Sedangkan Allah tidak akan pernah menyalahi janji-Nya, sebagaimana penjelasan Al Qur’an dalam surat Ar Ruum ayat 6: "(sebagai) janji yang sebenar-benarnya dari Allah. Allah tidak akan menyalahi janji-Nya, tetapi kebanyakan manusia tidak mengetahui”. (QS. Ar Ruum. 6).
Sehingga akan mudah dipahami, bahwa bagi mereka yang wafat dalam keadaan tidak beriman kepada-Nya, maka nantinya mereka semua itu akan menyesal dengan penyesalan yang teramat sangat. Nanti di akhirat, mereka orang-orang yang kafir itu menginginkan, kiranya mereka dahulu di dunia menjadi orang-orang muslim. Namun keinginan itu hanyalah keinginan yang hampa. Karena mereka sekali-kali tidak akan dapat ke luar daripadanya, dan mereka beroleh azab yang kekal. (Na’udzubillahi mindzalika!).
”Orang-orang yang kafir itu seringkali (nanti di akhirat) menginginkan, kiranya mereka dahulu (di dunia) menjadi orang-orang muslim”. (QS. Al Hijr. 2).

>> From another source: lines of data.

PR #380, opened 2023-06-30
Added in-memory image cache with LRU eviction policy

danschwarz:
Hardcoded to 10MB size for now; can add command line and settings options later.

Thanks @davesteele for the GPL2+ licensed code I used as a starting point


danschwarz:
AAARGH.

Issue #370, opened 2023-06-22
Support for hashtag timelines in TUI


andypiper:
I'd love to be able to check my followed hashtags in the TUI.

danschwarz:
You can! It's just a bit non-obvious how to get there.

[G]o to the Go To menu.  Scroll down to Hashtag: and enter in your hashtag of choice, then select Local or Public timeline.
![image](https://github.com/ihabunek/toot/assets/3261094/58616357-b1e9-43b6-a7ff-29884717d46e)

Now you're viewing the hashtag timeline.
![image](https://github.com/ihabunek/toot/assets/3261094/b8ba222a-21fa-4a75-a543-50ad6bd501ef)

Now you should be able to Pin that timeline with key [E] so it shows up under Shortcuts in the Go To menu in future.

![image](https://github.com/ihabunek/toot/assets/3261094/a1cf6536-215e-418e-a244-1138e6b9e546)

I just realized the help text lists [P] for Pin rather than E 🤷 . I'll fix that.

andypiper:
Thanks, this was indeed a bit unclear but you've helped me to understand it.

In Mastodon v4+ servers, a user can have a list of followed hashtags on the server / stored in the profile, it would be nice to be able to select one of these and pin in toot.

`curl --header "Authorization: Bearer $TOKEN" https://macaw.social/api/v1/followed_tags | jq '.[] | .name'`

PR #382, opened 2023-07-02
Changed [H]elp key to [?], Correctly documented Sav[e] key as E in help overlay

### LINKED ISSUE #280: H key in TUI is advertised as both cursor movement + Help; can't do both.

“Mereka ingin ke luar dari neraka, padahal mereka sekali-kali tidak dapat ke luar daripadanya, dan mereka beroleh azab yang kekal”. (QS. Al Maa-idah. 37).
“Dan berkatalah orang-orang yang mengikuti: "Seandainya kami dapat kembali (ke dunia), pasti kami akan berlepas diri dari mereka, sebagaimana mereka berlepas diri dari kami." Demikianlah Allah memperlihatkan kepada mereka amal perbuatannya menjadi sesalan bagi mereka; dan sekali-kali mereka tidak akan ke luar dari api neraka”. (QS. Al Baqarah. 167).
Demikian yang bisa kusampaikan. Mohon maaf jika kurang berkenan. Hal ini semata-mata karena keterbatasan ilmuku.
Semoga bermanfaat!
NB.
*) Pak Fulan pada tulisan di atas adalah nama samaran / bukan nama sebenarnya.